# air or nitrox



## countryjwh (Nov 20, 2007)

when someone says air or nitrox integrated, what exactly does that mean? can it be both or just one. i have dove for over 5 years and know the rules, just not the lingo i guess. i guess my computer is nitrox since that is what i dive with.


----------



## JSeaWach (Oct 29, 2007)

"Air" or "Nitrox" integrated, in reference to computers means the computer also functions as your pressure gauge for monitoring air supply.


----------



## SCUBA Junkie (Oct 2, 2007)

Air or Nitrox intergrated only referrs to the computer's ability to monitor tank pressure and breathing gas use. This can be by a direct connection to the regulator, or a wireless transmitter.
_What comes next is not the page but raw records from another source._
PR #130, opened 2018-01-24
Updated Noun-Store

Chekote:
Removed unused parseKey method and updated Noun Store to v2.

### DIFF
--- a/src/Medology/Behat/StoreContext.php
+++ b/src/Medology/Behat/StoreContext.php
@@ -3,8 +3,9 @@
 namespace Medology\Behat;
 
 use Behat\Behat\Context\Context;
+use Chekote\NounStore\Assert;
+use Chekote\NounStore\Store;
 use Exception;
-use nounstore\Store;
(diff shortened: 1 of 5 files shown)


medology-bugman:

composer.json
composer.lock

src/Medology/Behat/StoreContext.php
```diff
@@ -125,7 +118,7 @@ public function injectStoredValues($string, callable $onGetFn = null, callable $
             $thingName = $matches[2][$i];
             $thingProperty = str_replace(' ', '_', strtolower($matches[1][$i]));
 
-            if (!$this->has($thingName)) {
+            if (!$this->keyExists($thingName)) {
```
jose-ochoa: Shouldn't this be `$this->assert`?

- [ ] Addressed
- [ ] Approved

Chekote: Yes, that would be cleaner. Good catch.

I personally use a SCUBAPro SmartCom intergrated system and I love it.


----------



## countryjwh (Nov 20, 2007)

thanks i have a oceanic vt pro i guess. i have had it for about a year and a half. still in box, never used. it has the sticker still on the console and transmitter that hooks to the tank/1st stage?. iwas thinking about selling it. thanks for the replys. just wanted to make sure my terminology was right.


----------



## Capt. AHO (Oct 2, 2007)

Air is 21% oxyegen. nitrox is anything above that hence 32%.


----------



## Clay-Doh (Oct 2, 2007)

How much are you selling it for?


----------



## countryjwh (Nov 20, 2007)

I'm thinking around $600.00 its $799.00 in the store.Icould send pics this evening if interested.


----------



## lobsterman (Sep 30, 2007)

air or nitrox refers to the type of air you can use with that computer. You can change the % of oxygen you use. For air it is 21% and nitrox is usually 32% or 36% however you can mix whatever % to fit your dive profile.


----------



## Clay-Doh (Oct 2, 2007)

Thanx, I found pics of the model online. I appreciate it though!


----------